What to produce »
Restate the entries below verbatim.

Saved entries »
== Segment start ==

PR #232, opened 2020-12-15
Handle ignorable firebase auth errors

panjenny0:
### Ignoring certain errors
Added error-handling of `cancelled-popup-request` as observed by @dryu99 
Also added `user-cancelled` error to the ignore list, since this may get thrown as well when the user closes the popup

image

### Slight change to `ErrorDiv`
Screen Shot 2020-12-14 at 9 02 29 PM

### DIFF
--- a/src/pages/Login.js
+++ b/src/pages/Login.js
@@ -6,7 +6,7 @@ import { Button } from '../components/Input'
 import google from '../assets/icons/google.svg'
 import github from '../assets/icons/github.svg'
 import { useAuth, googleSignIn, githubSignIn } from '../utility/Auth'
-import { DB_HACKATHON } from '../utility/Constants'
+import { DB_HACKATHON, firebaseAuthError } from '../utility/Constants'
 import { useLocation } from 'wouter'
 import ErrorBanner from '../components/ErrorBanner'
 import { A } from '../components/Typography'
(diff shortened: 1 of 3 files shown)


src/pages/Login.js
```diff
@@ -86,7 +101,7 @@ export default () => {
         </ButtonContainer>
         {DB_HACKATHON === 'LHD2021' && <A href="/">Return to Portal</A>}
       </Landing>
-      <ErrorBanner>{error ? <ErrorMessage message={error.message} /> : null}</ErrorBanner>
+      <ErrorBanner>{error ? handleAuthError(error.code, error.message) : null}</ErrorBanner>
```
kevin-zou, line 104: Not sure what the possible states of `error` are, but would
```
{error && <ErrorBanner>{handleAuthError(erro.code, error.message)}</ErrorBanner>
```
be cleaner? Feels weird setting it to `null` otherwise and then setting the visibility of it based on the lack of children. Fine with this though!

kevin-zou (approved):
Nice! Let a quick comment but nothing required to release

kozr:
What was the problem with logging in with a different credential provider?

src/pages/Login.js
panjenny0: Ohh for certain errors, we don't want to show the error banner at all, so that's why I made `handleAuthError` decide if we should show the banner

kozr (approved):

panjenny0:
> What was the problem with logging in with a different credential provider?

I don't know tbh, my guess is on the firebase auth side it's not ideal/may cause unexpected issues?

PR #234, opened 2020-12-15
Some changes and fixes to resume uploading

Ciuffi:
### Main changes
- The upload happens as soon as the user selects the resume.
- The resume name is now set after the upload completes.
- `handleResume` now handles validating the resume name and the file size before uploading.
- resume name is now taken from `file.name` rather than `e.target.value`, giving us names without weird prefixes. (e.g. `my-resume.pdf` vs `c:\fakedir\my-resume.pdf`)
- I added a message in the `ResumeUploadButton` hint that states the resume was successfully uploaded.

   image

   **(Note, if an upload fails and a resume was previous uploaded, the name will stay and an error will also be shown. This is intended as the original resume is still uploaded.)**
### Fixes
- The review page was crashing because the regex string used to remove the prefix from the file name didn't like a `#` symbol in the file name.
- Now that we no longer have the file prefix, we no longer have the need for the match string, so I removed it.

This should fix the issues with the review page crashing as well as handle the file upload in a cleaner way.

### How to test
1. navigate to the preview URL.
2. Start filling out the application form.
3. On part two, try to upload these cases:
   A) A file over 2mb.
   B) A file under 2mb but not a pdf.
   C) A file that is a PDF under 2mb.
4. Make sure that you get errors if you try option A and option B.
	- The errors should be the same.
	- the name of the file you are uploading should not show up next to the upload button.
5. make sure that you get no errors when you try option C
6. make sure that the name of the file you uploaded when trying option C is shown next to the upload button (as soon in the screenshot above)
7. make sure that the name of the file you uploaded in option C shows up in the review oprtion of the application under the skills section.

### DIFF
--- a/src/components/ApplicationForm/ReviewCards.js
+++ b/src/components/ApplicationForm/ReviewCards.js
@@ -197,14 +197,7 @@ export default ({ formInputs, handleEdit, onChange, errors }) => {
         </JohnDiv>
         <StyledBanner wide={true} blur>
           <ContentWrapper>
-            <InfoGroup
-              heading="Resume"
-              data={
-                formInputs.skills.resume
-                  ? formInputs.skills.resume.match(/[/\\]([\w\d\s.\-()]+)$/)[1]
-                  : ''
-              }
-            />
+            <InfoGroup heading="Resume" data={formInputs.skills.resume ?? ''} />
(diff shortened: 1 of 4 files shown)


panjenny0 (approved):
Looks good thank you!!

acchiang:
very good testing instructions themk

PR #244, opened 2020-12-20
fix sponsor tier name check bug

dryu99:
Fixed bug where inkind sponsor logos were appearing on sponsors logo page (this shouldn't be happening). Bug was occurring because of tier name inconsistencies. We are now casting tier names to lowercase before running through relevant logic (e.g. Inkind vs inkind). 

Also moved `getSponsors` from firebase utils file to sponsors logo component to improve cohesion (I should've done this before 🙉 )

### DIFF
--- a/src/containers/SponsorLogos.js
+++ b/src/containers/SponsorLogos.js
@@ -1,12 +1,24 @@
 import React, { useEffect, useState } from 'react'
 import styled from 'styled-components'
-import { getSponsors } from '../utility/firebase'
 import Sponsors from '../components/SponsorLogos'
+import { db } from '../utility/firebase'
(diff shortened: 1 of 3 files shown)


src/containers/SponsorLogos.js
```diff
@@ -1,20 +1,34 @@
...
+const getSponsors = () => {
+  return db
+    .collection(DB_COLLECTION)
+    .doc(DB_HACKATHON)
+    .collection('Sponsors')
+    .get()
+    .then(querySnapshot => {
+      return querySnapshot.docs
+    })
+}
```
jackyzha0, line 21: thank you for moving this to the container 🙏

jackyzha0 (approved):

== Segment end ==

Written response »
PR #232, opened 2020-12-15
Handle ignorable firebase auth errors

panjenny0:
### Ignoring certain errors
Added error-handling of `cancelled-popup-request` as observed by @dryu99 
Also added `user-cancelled` error to the ignore list, since this may get thrown as well when the user closes the popup

image

### Slight change to `ErrorDiv`
Screen Shot 2020-12-14 at 9 02 29 PM

### DIFF
--- a/src/pages/Login.js
+++ b/src/pages/Login.js
@@ -6,7 +6,7 @@ import { Button } from '../components/Input'
 import google from '../assets/icons/google.svg'
 import github from '../assets/icons/github.svg'
 import { useAuth, googleSignIn, githubSignIn } from '../utility/Auth'
-import { DB_HACKATHON } from '../utility/Constants'
+import { DB_HACKATHON, firebaseAuthError } from '../utility/Constants'
 import { useLocation } from 'wouter'
 import ErrorBanner from '../components/ErrorBanner'
 import { A } from '../components/Typography'
(diff shortened: 1 of 3 files shown)


src/pages/Login.js
```diff
@@ -86,7 +101,7 @@ export default () => {
         </ButtonContainer>
         {DB_HACKATHON === 'LHD2021' && <A href="/">Return to Portal</A>}
       </Landing>
-      <ErrorBanner>{error ? <ErrorMessage message={error.message} /> : null}</ErrorBanner>
+      <ErrorBanner>{error ? handleAuthError(error.code, error.message) : null}</ErrorBanner>
```
kevin-zou, line 104: Not sure what the possible states of `error` are, but would
```
{error && <ErrorBanner>{handleAuthError(erro.code, error.message)}</ErrorBanner>
```
be cleaner? Feels weird setting it to `null` otherwise and then setting the visibility of it based on the lack of children. Fine with this though!

kevin-zou (approved):
Nice! Let a quick comment but nothing required to release

kozr:
What was the problem with logging in with a different credential provider?

src/pages/Login.js
panjenny0: Ohh for certain errors, we don't want to show the error banner at all, so that's why I made `handleAuthError` decide if we should show the banner

kozr (approved):

panjenny0:
> What was the problem with logging in with a different credential provider?

I don't know tbh, my guess is on the firebase auth side it's not ideal/may cause unexpected issues?

PR #234, opened 2020-12-15
Some changes and fixes to resume uploading

Ciuffi:
### Main changes
- The upload happens as soon as the user selects the resume.
- The resume name is now set after the upload completes.
- `handleResume` now handles validating the resume name and the file size before uploading.
- resume name is now taken from `file.name` rather than `e.target.value`, giving us names without weird prefixes. (e.g. `my-resume.pdf` vs `c:\fakedir\my-resume.pdf`)
- I added a message in the `ResumeUploadButton` hint that states the resume was successfully uploaded.

   image

   **(Note, if an upload fails and a resume was previous uploaded, the name will stay and an error will also be shown. This is intended as the original resume is still uploaded.)**
### Fixes
- The review page was crashing because the regex string used to remove the prefix from the file name didn't like a `#` symbol in the file name.
- Now that we no longer have the file prefix, we no longer have the need for the match string, so I removed it.

This should fix the issues with the review page crashing as well as handle the file upload in a cleaner way.

### How to test
1. navigate to the preview URL.
2. Start filling out the application form.
3. On part two, try to upload these cases:
   A) A file over 2mb.
   B) A file under 2mb but not a pdf.
   C) A file that is a PDF under 2mb.
4. Make sure that you get errors if you try option A and option B.
	- The errors should be the same.
	- the name of the file you are uploading should not show up next to the upload button.
5. make sure that you get no errors when you try option C
6. make sure that the name of the file you uploaded when trying option C is shown next to the upload button (as soon in the screenshot above)
7. make sure that the name of the file you uploaded in option C shows up in the review oprtion of the application under the skills section.

### DIFF
--- a/src/components/ApplicationForm/ReviewCards.js
+++ b/src/components/ApplicationForm/ReviewCards.js
@@ -197,14 +197,7 @@ export default ({ formInputs, handleEdit, onChange, errors }) => {
         </JohnDiv>
         <StyledBanner wide={true} blur>
           <ContentWrapper>
-            <InfoGroup
-              heading="Resume"
-              data={
-                formInputs.skills.resume
-                  ? formInputs.skills.resume.match(/[/\\]([\w\d\s.\-()]+)$/)[1]
-                  : ''
-              }
-            />
+            <InfoGroup heading="Resume" data={formInputs.skills.resume ?? ''} />
(diff shortened: 1 of 4 files shown)


panjenny0 (approved):
Looks good thank you!!

acchiang:
very good testing instructions themk

PR #244, opened 2020-12-20
fix sponsor tier name check bug

dryu99:
Fixed bug where inkind sponsor logos were appearing on sponsors logo page (this shouldn't be happening). Bug was occurring because of tier name inconsistencies. We are now casting tier names to lowercase before running through relevant logic (e.g. Inkind vs inkind). 

Also moved `getSponsors` from firebase utils file to sponsors logo component to improve cohesion (I should've done this before 🙉 )

### DIFF
--- a/src/containers/SponsorLogos.js
+++ b/src/containers/SponsorLogos.js
@@ -1,12 +1,24 @@
 import React, { useEffect, useState } from 'react'
 import styled from 'styled-components'
-import { getSponsors } from '../utility/firebase'
 import Sponsors from '../components/SponsorLogos'
+import { db } from '../utility/firebase'
(diff shortened: 1 of 3 files shown)


src/containers/SponsorLogos.js
```diff
@@ -1,20 +1,34 @@
...
+const getSponsors = () => {
+  return db
+    .collection(DB_COLLECTION)
+    .doc(DB_HACKATHON)
+    .collection('Sponsors')
+    .get()
+    .then(querySnapshot => {
+      return querySnapshot.docs
+    })
+}
```
jackyzha0, line 21: thank you for moving this to the container 🙏

jackyzha0 (approved):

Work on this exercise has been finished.